Scientists also aim to safeguard species’ genetic diversity, particularly genetic variants that may be better adapted to hotter, drier environments.
“These are the very conditions that we are likely to see more of in the future,” McLaughlin said. “Preserving the climate-adaptive evolutionary potential of a species before it’s lost is critical to make sure we have the genetic resources we need to help species adapt to novel climate futures.”
Oaks towards the southern end of their range or those that have survived a large die-off during a drought, for example, may have genetic features that help them survive under worsening conditions. Seeds and seedlings from certain trees could be saved in a “gene bank” to prevent the loss of those features.

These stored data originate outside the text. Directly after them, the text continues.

PR #521, opened 2024-07-25
Add a required attribute to fields which is validated by the designer

peteward:
It would need documentation and tests, but this is working.

I avoided adding `required: false` to the `defaultSchema` of every schema type and instead handled it in the Designer when new fields are added

I don't love how this looks (the default checkbox layout with a horizontal label)...

Screenshot 2024-07-25 at 15 03 42


peteward:
Let me know what you think of this approach @hand-dot .

If you don't want this to be default functionality, then the `validateRequiredFields` could be passed in as a preprocessing function, but I would still need the `required` functionality within the UI. Although, this could also be hidden with `options` if necessary.

hand-dot:
@peteward 

I think it's a great idea. 
I like the concept, but I'll provide feedback on thoughts I had while running it in the playground.

- I always want the Form, Viewer, and the actual created PDF to match, but I feel uncomfortable that there's no feedback when required fields in the Form and Viewer are not filled in.
- It might be better to make it more easily understandable to users, such as adding a "*" mark to the top left of the schema or change border.(same as Form)
  -  CleanShot 2024-07-27 at 10 01 27@2x
- This may be slightly off-topic, but it might be good to implement ReadOnly in the same way as this Required checkbox.
  - CleanShot 2024-07-27 at 09 59 41@2x
- Would it be easier for users to use the designer if the Field List in the designer also captured and displayed schema information such as required, readonly, and type?
  - CleanShot 2024-07-27 at 10 08 32@2x

peteward:
These are great points and ideas!

Let me review and try to apply them then I will update the PR.

hand-dot:
Thank you.
Perhaps for v5, we might consider making plugin icons mandatory rather than optional to maintain design consistency.

peteward:
Updated:

ListView now shows icons and required `*` in Designer:

Screenshot 2024-07-29 at 14 29 10

Form view includes `*` before fields if required

Screenshot 2024-07-29 at 14 28 54

Added a simple alert to the playground for catching generation errors:

Screenshot 2024-07-29 at 14 30 52

I haven't looked at read-only though, I think that could be done in a separate PR because there's more to think about with that change.

packages/schemas/src/text/propPanel.ts
```diff
@@ -39,9 +39,12 @@ const UseDynamicFontSize = (props: PropPanelWidgetProps) => {
     changeSchemas([{ key: 'dynamicFontSize', value: val, schemaId: activeSchema.id }]);
   };
   const label = document.createElement('label');
-  label.innerText = i18n('schemas.text.dynamicFontSize') || '';
+  const span = document.createElement('span');
+  span.innerText = i18n('schemas.text.dynamicFontSize') || '';
+  span.style.cssText = 'margin-left: 0.5rem';
```
peteward, line 44: I change this so that the checkbox is on the left side of the label, to match the antd layout that is used for `Required`.

I couldn't find an easy way to use a proper checkbox widget from antd though and make the functionality work though.

hand-dot: Nice.

packages/generator/src/helper.ts
```diff
@@ -58,6 +58,16 @@ export const getEmbedPdfPages = async (arg: { template: Template; pdfDoc: PDFDoc
   return { basePages, embedPdfBoxes };
 };
 
+export const validateRequiredFields = (template: Template, inputs: Record<string, any>[]) => {
+  template.schemas.forEach((schemaObj) =>
+    Object.entries(schemaObj).forEach(([fieldName, schema]) => {
+      if (schema.required && !schema.readOnly && !inputs.some((input) => input[fieldName])) {
+        throw new Error(`input for '${fieldName}' is required to generate this PDF`);
```
hand-dot, line 65: `[@pdfme/generator] input for '${fieldName}` is better

packages/generator/src/generate.ts
```diff
@@ -2,17 +2,19 @@ import * as pdfLib from '@pdfme/pdf-lib';
...
+import { insertPage, preprocessing, postProcessing, getEmbedPdfPages, validateRequiredFields } from './helper.js';
 
 const generate = async (props: GenerateProps) => {
   checkGenerateProps(props);
   const { inputs, template, options = {}, plugins: userPlugins = {} } = props;
   const basePdf = template.basePdf;
 
   if (inputs.length === 0) {
-    throw new Error('inputs should not be empty');
+    throw new Error('inputs should not be empty, pass at least an empty object in the array');
```
hand-dot, line 13: Could you add the following prefixes that users can distinguish between user-caused errors and system-caused errors?

 `[@pdfme/generator]` .

packages/ui/src/components/Designer/PluginIcon.tsx
hand-dot, line 1: Cool!

packages/ui/src/components/Designer/RightSidebar/DetailView/index.tsx
```diff
@@ -119,6 +119,7 @@ Check this document: https://pdfme.com/docs/custom-schemas`);
         span: 12,
       },
       key: { title: i18n('fieldName'), type: 'string', required: true, span: 12 },
+      required: { title: i18n('required'), type: 'boolean', span: 6, hidden: defaultSchema?.readOnly },
```
hand-dot, line 122: Ultimately, I want to eliminate the read-only schema and make it toggleable with a checkbox, similar to the Required option. 

I think it's fine to address this in a separate PR.

packages/ui/src/components/Designer/RightSidebar/ListView/Item.tsx
hand-dot, line 1: ❤️

packages/ui/src/i18n.ts
hand-dot, line 1: Thank you ChatGPT. 

Looks good. At least Japanese, perfect!

packages/ui/src/helper.ts
```diff
@@ -463,6 +463,9 @@ const handleTypeChange = (
       (schema as any)[key] = propPanel?.defaultSchema[key];
     }
   });
+  if (schema.readOnly) {
```
hand-dot, line 466: [option]  
If we can use  `options.requiredByDefault`,  `schema.required` should be determine by this option.

hand-dot:
@peteward 
- No need for asterisks (*) on read-only schemas in forms

https://github.com/user-attachments/assets/f8864411-cbd2-4a9b-9a75-d258833f150d

- I think it would be better to have asterisks (*) in the upper right corner of the designer's schema as well

packages/generator/src/generate.ts
peteward: Yes, I will add this.

I wonder if in future we might add a `PdfmeError` class extending `Error` where we can separate the `package` (`generator`, `ui`, `common`, etc) as an attribute. 

This way you could separate the actual error message from the service so that if you did want to expose a message to end users rather than developers you could.

Something to consider for future maybe.

packages/ui/src/components/Designer/RightSidebar/ListView/SelectableSortableContainer.tsx
```diff
@@ -136,27 +146,17 @@ const SelectableSortableContainer = (
...
-                    .map((item) => (
-                      <Item
-                        key={item.id}
-                        value={item.key}
-                        style={{ background: token.colorPrimary }}
-                        dragOverlay
-                      />
-                    ))}
-                </ul>
-              </>
```
peteward, line 159: Oh, I forgot to mention, I didn't know what this was achieving so I removed it?

This seemed to create draggable list items when multiple are being moved together? (I think) but I couldn't see how this was possible. If you select multiple schemas then it always goes to the `DetailView`. I couldn't see a way to get multiple draggable schemas in the `ListView`. 

If am I wrong then I will revert this. If it's correct then there might be more code that can be removed from this file.

packages/ui/src/helper.ts
peteward: this is handled on [line 174 of `Designer/index.tsx` ](https://github.com/pdfme/pdfme/blob/pw-required-fields/packages/ui/src/components/Designer/index.tsx#L175)- when a new field is added it is set here. A readOnly schema will always not be required.

peteward:
I have updated:

* Show `*` on designer
* Avoid setting required for readOnly schemas (until we make this toggleable)
* Error name prefixes
* Removed the `requiredByDefault` setting in the playground example

I have spotted a bug with the required checkbox not clearing when you switch schemas. I will fix this later this morning then update with fixed tests.

packages/generator/src/generate.ts
hand-dot: 100% ggree!

packages/ui/src/components/Designer/RightSidebar/ListView/SelectableSortableContainer.tsx
hand-dot: I had made it so that pressing shift while selecting would allow multiple items to be moved at once, but it seems to have stopped working at some point.

It might be better not to delete it.

peteward: OK, I will revert

packages/ui/src/helper.ts
hand-dot: Ah, Okay👍

packages/ui/src/components/Designer/RightSidebar/ListView/SelectableSortableContainer.tsx
peteward: I have reverted this.

peteward:
OK, I think this is ready now 🤞

hand-dot:
Okay, I will review and test this from now.

hand-dot (approved):
Very nice! It's ready to merge. I'd like @peteward to merge it whenever you wants to.

I want to confirm about the release. If the PR to add the readonly checkbox can be implemented quickly, I'd prefer to release after that's done.

peteward:
OK. 

If you want me to look at reworking `readOnly` then it might have to be later in the week, but I will try to find time.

McLaughlin is currently leading a pilot project in California to establish a gene bank for blue oaks, which were decimated in the southern portion of their range during the last drought.
“We’re planting out seedlings from blue oaks that are adapted to hot dry conditions, just so they’re banked there in case there are more die offs,” she said. “In California, it’s become clear that we need to do this now.”
In addition to McLaughlin and Zavaleta, the coauthors of the paper include Nicole Heller, now at the Carnegie Museum of Natural History in Pittsburgh, Sarah Skikne at the University of Minnesota, Erin Beller at Google, Rachel Blakey at UCLA, Rachael Olliff-Yang at UC Berkeley, Naia Morueta-Holme at the University of Copenhagen, and Brittni Brown at Payette National Forest in Idaho.